About this exercise.
Set down, please, exactly the lines below that run from the line with "So.. I'm going to merge it :)" to the line with "- [ ] @zaquestion: go", both lines included.

Data extracts.
== Segment start ==

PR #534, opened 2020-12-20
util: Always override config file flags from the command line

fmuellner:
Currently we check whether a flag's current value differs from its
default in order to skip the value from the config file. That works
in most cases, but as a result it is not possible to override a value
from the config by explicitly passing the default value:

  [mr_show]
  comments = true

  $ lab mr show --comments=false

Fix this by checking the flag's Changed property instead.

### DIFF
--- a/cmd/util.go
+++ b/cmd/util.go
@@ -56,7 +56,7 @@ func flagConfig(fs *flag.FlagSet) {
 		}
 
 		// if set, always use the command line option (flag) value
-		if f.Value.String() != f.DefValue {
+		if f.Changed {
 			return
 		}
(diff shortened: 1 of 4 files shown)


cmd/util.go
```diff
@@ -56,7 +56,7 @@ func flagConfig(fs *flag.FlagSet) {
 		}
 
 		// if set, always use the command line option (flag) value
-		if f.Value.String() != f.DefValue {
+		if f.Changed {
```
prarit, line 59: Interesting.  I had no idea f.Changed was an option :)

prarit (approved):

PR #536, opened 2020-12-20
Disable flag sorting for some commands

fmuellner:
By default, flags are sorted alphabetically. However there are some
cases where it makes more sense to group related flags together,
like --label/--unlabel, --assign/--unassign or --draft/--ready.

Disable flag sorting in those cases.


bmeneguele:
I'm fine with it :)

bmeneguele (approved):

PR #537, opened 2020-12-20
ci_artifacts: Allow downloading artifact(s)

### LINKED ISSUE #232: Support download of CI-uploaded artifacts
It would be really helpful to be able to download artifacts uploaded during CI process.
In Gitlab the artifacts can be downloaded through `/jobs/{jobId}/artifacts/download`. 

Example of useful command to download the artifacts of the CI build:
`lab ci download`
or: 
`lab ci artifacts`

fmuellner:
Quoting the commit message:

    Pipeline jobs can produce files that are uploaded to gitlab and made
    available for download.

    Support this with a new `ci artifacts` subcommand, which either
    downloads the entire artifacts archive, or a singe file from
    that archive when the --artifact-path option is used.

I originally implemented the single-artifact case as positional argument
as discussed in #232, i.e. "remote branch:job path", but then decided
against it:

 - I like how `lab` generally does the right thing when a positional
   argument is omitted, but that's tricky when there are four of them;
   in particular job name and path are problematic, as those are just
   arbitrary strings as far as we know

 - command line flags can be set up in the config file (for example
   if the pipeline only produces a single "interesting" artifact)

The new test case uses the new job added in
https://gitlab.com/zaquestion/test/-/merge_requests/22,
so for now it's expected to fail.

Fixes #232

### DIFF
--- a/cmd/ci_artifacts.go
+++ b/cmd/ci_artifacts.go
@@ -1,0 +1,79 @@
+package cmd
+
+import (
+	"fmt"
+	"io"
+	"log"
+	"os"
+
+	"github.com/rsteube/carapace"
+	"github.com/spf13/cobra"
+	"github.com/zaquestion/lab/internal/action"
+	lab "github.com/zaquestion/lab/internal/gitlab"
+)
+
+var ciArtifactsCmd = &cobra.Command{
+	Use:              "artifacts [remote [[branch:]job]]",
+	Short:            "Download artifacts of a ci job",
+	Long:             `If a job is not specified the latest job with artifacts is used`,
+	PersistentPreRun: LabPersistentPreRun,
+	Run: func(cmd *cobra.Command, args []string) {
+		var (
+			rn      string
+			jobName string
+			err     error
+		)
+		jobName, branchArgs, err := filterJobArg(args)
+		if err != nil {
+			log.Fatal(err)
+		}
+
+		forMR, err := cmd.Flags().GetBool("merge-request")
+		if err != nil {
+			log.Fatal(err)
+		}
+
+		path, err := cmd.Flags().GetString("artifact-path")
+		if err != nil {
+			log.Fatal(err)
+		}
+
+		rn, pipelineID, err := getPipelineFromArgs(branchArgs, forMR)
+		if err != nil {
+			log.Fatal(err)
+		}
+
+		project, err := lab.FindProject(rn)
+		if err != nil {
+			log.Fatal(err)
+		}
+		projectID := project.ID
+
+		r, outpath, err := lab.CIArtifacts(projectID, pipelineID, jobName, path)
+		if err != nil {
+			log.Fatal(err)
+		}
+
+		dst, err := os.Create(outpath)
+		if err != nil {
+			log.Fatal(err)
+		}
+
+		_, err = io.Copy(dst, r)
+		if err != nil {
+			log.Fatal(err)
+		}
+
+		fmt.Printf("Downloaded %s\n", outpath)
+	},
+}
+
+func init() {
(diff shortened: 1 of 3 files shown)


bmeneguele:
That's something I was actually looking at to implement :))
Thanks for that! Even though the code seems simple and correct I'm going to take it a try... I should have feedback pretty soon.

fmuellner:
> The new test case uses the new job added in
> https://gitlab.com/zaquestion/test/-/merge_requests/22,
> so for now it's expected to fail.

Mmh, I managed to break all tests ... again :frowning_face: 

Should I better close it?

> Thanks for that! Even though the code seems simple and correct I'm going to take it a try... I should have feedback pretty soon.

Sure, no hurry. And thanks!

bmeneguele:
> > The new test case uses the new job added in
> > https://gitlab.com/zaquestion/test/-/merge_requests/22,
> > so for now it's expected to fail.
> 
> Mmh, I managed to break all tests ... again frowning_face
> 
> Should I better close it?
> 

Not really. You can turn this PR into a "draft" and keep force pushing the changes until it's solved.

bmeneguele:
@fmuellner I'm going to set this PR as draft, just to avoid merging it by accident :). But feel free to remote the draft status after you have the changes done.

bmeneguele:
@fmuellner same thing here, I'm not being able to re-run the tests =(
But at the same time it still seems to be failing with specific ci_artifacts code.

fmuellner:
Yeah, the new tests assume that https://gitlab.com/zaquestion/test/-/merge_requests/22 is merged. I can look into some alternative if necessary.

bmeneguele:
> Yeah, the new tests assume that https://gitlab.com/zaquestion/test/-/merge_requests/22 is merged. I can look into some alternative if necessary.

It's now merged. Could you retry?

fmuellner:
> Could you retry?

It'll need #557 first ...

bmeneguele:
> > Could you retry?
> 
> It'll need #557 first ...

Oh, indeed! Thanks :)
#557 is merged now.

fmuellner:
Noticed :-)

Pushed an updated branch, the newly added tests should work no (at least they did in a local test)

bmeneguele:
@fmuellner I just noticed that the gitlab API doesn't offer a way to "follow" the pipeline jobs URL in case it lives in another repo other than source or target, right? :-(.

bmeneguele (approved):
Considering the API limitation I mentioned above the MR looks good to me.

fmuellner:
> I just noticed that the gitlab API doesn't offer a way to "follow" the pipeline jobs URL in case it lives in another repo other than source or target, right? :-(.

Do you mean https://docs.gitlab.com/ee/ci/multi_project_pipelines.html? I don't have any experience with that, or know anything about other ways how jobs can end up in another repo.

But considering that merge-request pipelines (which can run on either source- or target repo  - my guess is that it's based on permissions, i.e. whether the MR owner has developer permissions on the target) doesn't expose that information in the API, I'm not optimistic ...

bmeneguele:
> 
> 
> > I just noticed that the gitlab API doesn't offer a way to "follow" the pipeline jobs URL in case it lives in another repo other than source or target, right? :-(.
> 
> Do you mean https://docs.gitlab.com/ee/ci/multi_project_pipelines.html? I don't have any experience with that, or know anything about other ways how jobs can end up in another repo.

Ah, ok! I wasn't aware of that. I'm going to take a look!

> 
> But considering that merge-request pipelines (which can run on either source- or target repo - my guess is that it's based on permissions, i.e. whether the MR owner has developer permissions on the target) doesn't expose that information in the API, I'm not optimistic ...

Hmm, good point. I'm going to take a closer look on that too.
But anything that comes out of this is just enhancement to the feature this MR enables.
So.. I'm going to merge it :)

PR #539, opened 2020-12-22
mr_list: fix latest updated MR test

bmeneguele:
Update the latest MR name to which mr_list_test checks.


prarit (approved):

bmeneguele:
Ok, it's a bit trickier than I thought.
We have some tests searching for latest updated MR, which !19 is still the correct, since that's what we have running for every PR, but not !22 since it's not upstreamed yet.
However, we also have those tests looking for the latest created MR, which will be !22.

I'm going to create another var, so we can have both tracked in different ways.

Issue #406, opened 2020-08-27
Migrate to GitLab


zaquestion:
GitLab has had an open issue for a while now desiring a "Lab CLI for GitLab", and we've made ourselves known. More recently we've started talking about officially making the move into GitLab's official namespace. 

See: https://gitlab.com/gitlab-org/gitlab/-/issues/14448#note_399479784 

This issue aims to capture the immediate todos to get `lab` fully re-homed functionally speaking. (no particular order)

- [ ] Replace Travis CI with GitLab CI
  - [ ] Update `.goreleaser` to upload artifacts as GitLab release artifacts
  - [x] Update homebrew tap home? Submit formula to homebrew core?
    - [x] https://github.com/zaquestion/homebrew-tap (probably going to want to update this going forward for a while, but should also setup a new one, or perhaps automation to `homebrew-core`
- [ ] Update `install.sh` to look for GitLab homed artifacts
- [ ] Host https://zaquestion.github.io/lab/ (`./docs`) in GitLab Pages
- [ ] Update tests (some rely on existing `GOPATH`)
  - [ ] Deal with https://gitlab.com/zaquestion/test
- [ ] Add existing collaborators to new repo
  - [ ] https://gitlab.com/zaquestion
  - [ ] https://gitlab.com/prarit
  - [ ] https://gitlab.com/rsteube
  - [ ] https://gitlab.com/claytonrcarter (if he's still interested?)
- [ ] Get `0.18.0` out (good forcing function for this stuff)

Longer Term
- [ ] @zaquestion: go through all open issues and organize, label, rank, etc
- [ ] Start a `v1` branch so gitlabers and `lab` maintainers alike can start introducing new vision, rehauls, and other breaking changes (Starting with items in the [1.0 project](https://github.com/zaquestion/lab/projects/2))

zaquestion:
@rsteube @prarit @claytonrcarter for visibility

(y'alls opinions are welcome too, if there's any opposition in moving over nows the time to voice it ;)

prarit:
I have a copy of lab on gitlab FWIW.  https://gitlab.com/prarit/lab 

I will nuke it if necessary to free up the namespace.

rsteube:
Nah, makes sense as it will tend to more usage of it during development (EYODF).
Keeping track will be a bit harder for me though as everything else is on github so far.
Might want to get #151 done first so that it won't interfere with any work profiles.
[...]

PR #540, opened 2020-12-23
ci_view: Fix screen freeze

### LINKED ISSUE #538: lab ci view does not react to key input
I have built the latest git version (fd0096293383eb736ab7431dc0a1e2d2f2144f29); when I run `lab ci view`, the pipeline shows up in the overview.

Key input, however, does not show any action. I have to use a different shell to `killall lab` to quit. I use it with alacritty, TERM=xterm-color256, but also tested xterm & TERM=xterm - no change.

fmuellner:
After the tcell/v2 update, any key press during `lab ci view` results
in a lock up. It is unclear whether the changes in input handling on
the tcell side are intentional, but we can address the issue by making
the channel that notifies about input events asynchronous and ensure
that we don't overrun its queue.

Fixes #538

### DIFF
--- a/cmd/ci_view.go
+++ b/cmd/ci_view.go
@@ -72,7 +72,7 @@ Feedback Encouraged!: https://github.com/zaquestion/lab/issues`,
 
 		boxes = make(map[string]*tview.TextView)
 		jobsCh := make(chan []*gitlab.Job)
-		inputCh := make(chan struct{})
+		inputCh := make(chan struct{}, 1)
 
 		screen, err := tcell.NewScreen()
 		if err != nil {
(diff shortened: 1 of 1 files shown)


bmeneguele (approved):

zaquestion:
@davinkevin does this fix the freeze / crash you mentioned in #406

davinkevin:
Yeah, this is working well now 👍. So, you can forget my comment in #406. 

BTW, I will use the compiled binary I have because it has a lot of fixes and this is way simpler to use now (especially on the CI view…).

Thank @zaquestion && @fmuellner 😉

== Segment end ==

Task result.
So.. I'm going to merge it :)

PR #539, opened 2020-12-22
mr_list: fix latest updated MR test

bmeneguele:
Update the latest MR name to which mr_list_test checks.


prarit (approved):

bmeneguele:
Ok, it's a bit trickier than I thought.
We have some tests searching for latest updated MR, which !19 is still the correct, since that's what we have running for every PR, but not !22 since it's not upstreamed yet.
However, we also have those tests looking for the latest created MR, which will be !22.

I'm going to create another var, so we can have both tracked in different ways.

Issue #406, opened 2020-08-27
Migrate to GitLab


zaquestion:
GitLab has had an open issue for a while now desiring a "Lab CLI for GitLab", and we've made ourselves known. More recently we've started talking about officially making the move into GitLab's official namespace. 

See: https://gitlab.com/gitlab-org/gitlab/-/issues/14448#note_399479784 

This issue aims to capture the immediate todos to get `lab` fully re-homed functionally speaking. (no particular order)

- [ ] Replace Travis CI with GitLab CI
  - [ ] Update `.goreleaser` to upload artifacts as GitLab release artifacts
  - [x] Update homebrew tap home? Submit formula to homebrew core?
    - [x] https://github.com/zaquestion/homebrew-tap (probably going to want to update this going forward for a while, but should also setup a new one, or perhaps automation to `homebrew-core`
- [ ] Update `install.sh` to look for GitLab homed artifacts
- [ ] Host https://zaquestion.github.io/lab/ (`./docs`) in GitLab Pages
- [ ] Update tests (some rely on existing `GOPATH`)
  - [ ] Deal with https://gitlab.com/zaquestion/test
- [ ] Add existing collaborators to new repo
  - [ ] https://gitlab.com/zaquestion
  - [ ] https://gitlab.com/prarit
  - [ ] https://gitlab.com/rsteube
  - [ ] https://gitlab.com/claytonrcarter (if he's still interested?)
- [ ] Get `0.18.0` out (good forcing function for this stuff)

Longer Term
- [ ] @zaquestion: go through all open issues and organize, label, rank, etc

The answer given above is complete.